Our seminar convenes six full days a week – Sunday to Thursday, from 08:30-5:00 and on Friday, lectures will end at 2:00, or there may be optional tours. The seminar is both physically and emotionally taxing, and we shall do our utmost to assist participants in coping with the various aspects of it. A typical day’s activities include lectures, pedagogic workshops, group discussions, survivor testimonies and film. Hours are long and the materials presented – much of it highly academic and of pedagogic importance – requires a high degree of concentration. Participants are therefore obligated to prepare themselves adequately by reading as much background materials as possible. Recommended reading materials will be sent to the participant on acceptance to the seminar.
Requirements:
For dedicated teachers planning to teach or currently teaching the Holocaust. In order to be eligible for BHEC Scholarship, teacher must have attended a minimum of two (2) previous national Holocaust workshops.
Location:
Jerusalem, Israel
Accommodations:
Hotel paid by attendee. Approximately $95/day
(single) or $45/day (double). Cost includes breakfast.
Dates:
Winter Seminar: January 6, 2008 - January 24, 2008 Summer Seminar: July 13, 2008 - July 31, 2008
Winter Seminar: October 15, 2007
Summer Seminar: April 15, 2008
Cost:
$750 + $50.00 non-refundable application fee. Some scholarships available.
Jewish Educators Seminar:
“Teaching the Shoah, Antisemitism and Contemporary Israel" The seminar will feature academic lectures by leading scholars and educational experts from Yad Vashem and Israeli universities in order to provide the participants with historical knowledge in the field of the Holocaust. Special attention will be given to widening the participants' knowledge on pre-Holocaust Jewry and Jewish responses during Nazi occupation. The program will also discuss issues of
contemporary antisemitism; uses of survivor testimony; interdisciplinary teaching approaches; age-appropriate methodology; and the impact of the Holocaust on the Jewish world and its effects on Western civilization. Special workshops and discussion groups will enable participants to explore educational issues, pedagogical theories and practical applications in Jewish educational frameworks.
Requirements:
The seminar is open to Jewish educators working in Jewish day schools.

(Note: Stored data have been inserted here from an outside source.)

PR #1272, opened 2022-07-06
Improve column number error handling

MJacred:
# PR Details

## Description

changes
* rename `TotalColumns` to `MaxColumns`
* introduce its minimum value counterpart `MinColumns`
* make some error texts more conform ("greater/less than or equal to")

## Types of changes

## Checklist

### DIFF
--- a/errors.go
+++ b/errors.go
@@ -61,7 +61,7 @@ func newInvalidStyleID(styleID int) error {
 // newFieldLengthError defined the error message on receiving the field length
 // overflow.
 func newFieldLengthError(name string) error {
-	return fmt.Errorf("field %s must be less or equal than 255 characters", name)
+	return fmt.Errorf("field %s must be less than or equal to 255 characters", name)
 }
 
 // newCellNameToCoordinatesError defined the error message on converts
@@ -76,10 +76,10 @@ var (
 	ErrStreamSetColWidth = errors.New("must call the SetColWidth function before the SetRow function")
 	// ErrColumnNumber defined the error message on receive an invalid column
 	// number.
-	ErrColumnNumber = errors.New("column number exceeds maximum limit")
+	ErrColumnNumber = fmt.Errorf(`the column number must be greater than or equal to %d and less than or equal to %d`, MinColumns, MaxColumns)
 	// ErrColumnWidth defined the error message on receive an invalid column
 	// width.
-	ErrColumnWidth = fmt.Errorf("the width of the column must be smaller than or equal to %d characters", MaxColumnWidth)
+	ErrColumnWidth = fmt.Errorf("the width of the column must be less than or equal to %d characters", MaxColumnWidth)
 	// ErrOutlineLevel defined the error message on receive an invalid outline
 	// level number.
 	ErrOutlineLevel = errors.New("invalid outline level")
@@ -102,7 +102,7 @@ var (
 	ErrMaxRows = errors.New("row number exceeds maximum limit")
 	// ErrMaxRowHeight defined the error message on receive an invalid row
 	// height.
-	ErrMaxRowHeight = fmt.Errorf("the height of the row must be smaller than or equal to %d points", MaxRowHeight)
+	ErrMaxRowHeight = fmt.Errorf("the height of the row must be less than or equal to %d points", MaxRowHeight)
 	// ErrImgExt defined the error message on receive an unsupported image
 	// extension.
 	ErrImgExt = errors.New("unsupported image extension")
@@ -143,7 +143,7 @@ var (
 	ErrCustomNumFmt = errors.New("custom number format can not be empty")
 	// ErrFontLength defined the error message on the length of the font
 	// family name overflow.
-	ErrFontLength = fmt.Errorf("the length of the font family name must be smaller than or equal to %d", MaxFontFamilyLength)
+	ErrFontLength = fmt.Errorf("the length of the font family name must be less than or equal to %d", MaxFontFamilyLength)
 	// ErrFontSize defined the error message on the size of the font is invalid.
 	ErrFontSize = fmt.Errorf("font size must be between %d and %d points", MinFontSize, MaxFontSize)
 	// ErrSheetIdx defined the error message on receive the invalid worksheet
--- a/lib.go
+++ b/lib.go
@@ -211,7 +211,7 @@ func ColumnNameToNumber(name string) (int, error) {
 		}
 		multi *= 26
 	}
-	if col > TotalColumns {
+	if col > MaxColumns {
 		return -1, ErrColumnNumber
 	}
 	return col, nil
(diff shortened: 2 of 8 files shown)


MJacred:
how should I add unit tests?

change existing unit tests to switch between both SetColWidth*() funcs?

e.g.

```golang
func TestColWidth(t *testing.T) {
	f := NewFile()
	assert.NoError(t, f.SetColWidth("Sheet1", "B", "A", 12))
	assert.NoError(t, f.SetColWidth("Sheet1", "A", "B", 12))
	…
}
```

becomes

```golang
func TestColWidth(t *testing.T) {
	f := NewFile()
	assert.NoError(t, f.SetColWidth("Sheet1", "B", "A", 12))
	assert.NoError(t, f.SetColWidth("Sheet1", 1, 2, 12))
	…
}
```

?

xuri (commented):
Thanks for your PR. I don't suggest adding this new exported function, the library has provided the [`ColumnNumberToName`](https://pkg.go.dev/github.com/xuri/excelize/v2#ColumnNumberToName) function to convert the integer to an Excel sheet column name, the developer can use this to get the column name and then set the width of the column, and there are two kinds of cell reference styles A1 and R1C1 in the Excel, we needn't provides two exported functions to these two kinds styles in one feature, to keep the library simplify and tiny.

errors.go
```diff
@@ -70,13 +70,27 @@ func newCellNameToCoordinatesError(cell string, err error) error {
 	return fmt.Errorf("cannot convert cell %q to coordinates: %v", cell, err)
 }
 
+// newColumnNumberError defined the error message on receiving invalid column
+// number.
+func newColumnNumberError(count int) error {
```
xuri, line 75: Use the `col` instead of `count` for better semantic, because this function is only used internally, it can be simplified like this:

```go
func newColumnNumberError(col int) error {
    if col < MinColumns {
        return fmt.Errorf("column number less than the minimum limit %d", MinColumns)
    }
    return fmt.Errorf("column number exceeds the maximum limit %d", MaxColumns)
}
```

errors.go
```diff
@@ -70,13 +70,27 @@ func newCellNameToCoordinatesError(cell string, err error) error {
...
+}
+
 var (
 	// ErrStreamSetColWidth defined the error message on set column width in
 	// stream writing mode.
 	ErrStreamSetColWidth = errors.New("must call the SetColWidth function before the SetRow function")
 	// ErrColumnNumber defined the error message on receive an invalid column
 	// number.
-	ErrColumnNumber = errors.New("column number exceeds maximum limit")
+	ErrColumnNumber = errors.New("invalid column number")
```
xuri, line 93: I suggest removing this exported error variable and using the `newColumnNumberError` instead of it.

lib.go
```diff
@@ -211,8 +211,8 @@ func ColumnNameToNumber(name string) (int, error) {
 		}
 		multi *= 26
 	}
-	if col > TotalColumns {
-		return -1, ErrColumnNumber
+	if col < MinColumns || col > TotalColumns {
```
xuri, line 214: The value of col won't be 0, so needn't the `col < MinColumns` statement.

xuri (changes requested):
Alright, I've left some comments, and I'd like to accept this patch.

MJacred:
I applied your suggestions (though the constant is currently called `TotalColumns`, but I can rename it).

Though now you cannot make an `assert.ErrorIs()` check anymore in the tests or an `errors.Is()` in actual app code.

errors.go
```diff
@@ -70,13 +70,19 @@ func newCellNameToCoordinatesError(cell string, err error) error {
 	return fmt.Errorf("cannot convert cell %q to coordinates: %v", cell, err)
 }
 
+// newColumnNumberError defined the error message on receiving invalid column
```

Upon return to their respective schools, participants will be expected to implement a number of Holocaust education projects, such as coordinating ceremonies, teacher-training workshops, etc. They also must inform Yad Vashem of their endeavors. Maximum of 30 participants.
Location:
Jerusalem, Israel
Accommodations:
Hotel paid for by Yad Vashem, double occupancy.
Dates:
Winter Seminar: December 21, 2007- January 6, 2008 Summer Seminar: August 3, 2008 – August 21, 2008
Holocaust & Jewish Resistance Teachers Program A summer study program in Poland and Israel for U.S. secondary school teachers. Three-week seminar includes education activities in Poland and Israel with the participation of scholars from Israel’s Yad Vashem in Jerusalem and the Study Center of the Ghetto Fighters’ House at Kibbutz Lohamei HaGeta’ot.
Requirements:
Secondary school teacher.
Location:
Poland and Israel.
Accommodations:
Hotel per conference recommendation; included in fee.
Includes round-trip travel from New York, trips to historic sites, hotel accommodations (2 to a room) and 2 meals daily. Payment is expected immediately upon notification of acceptance.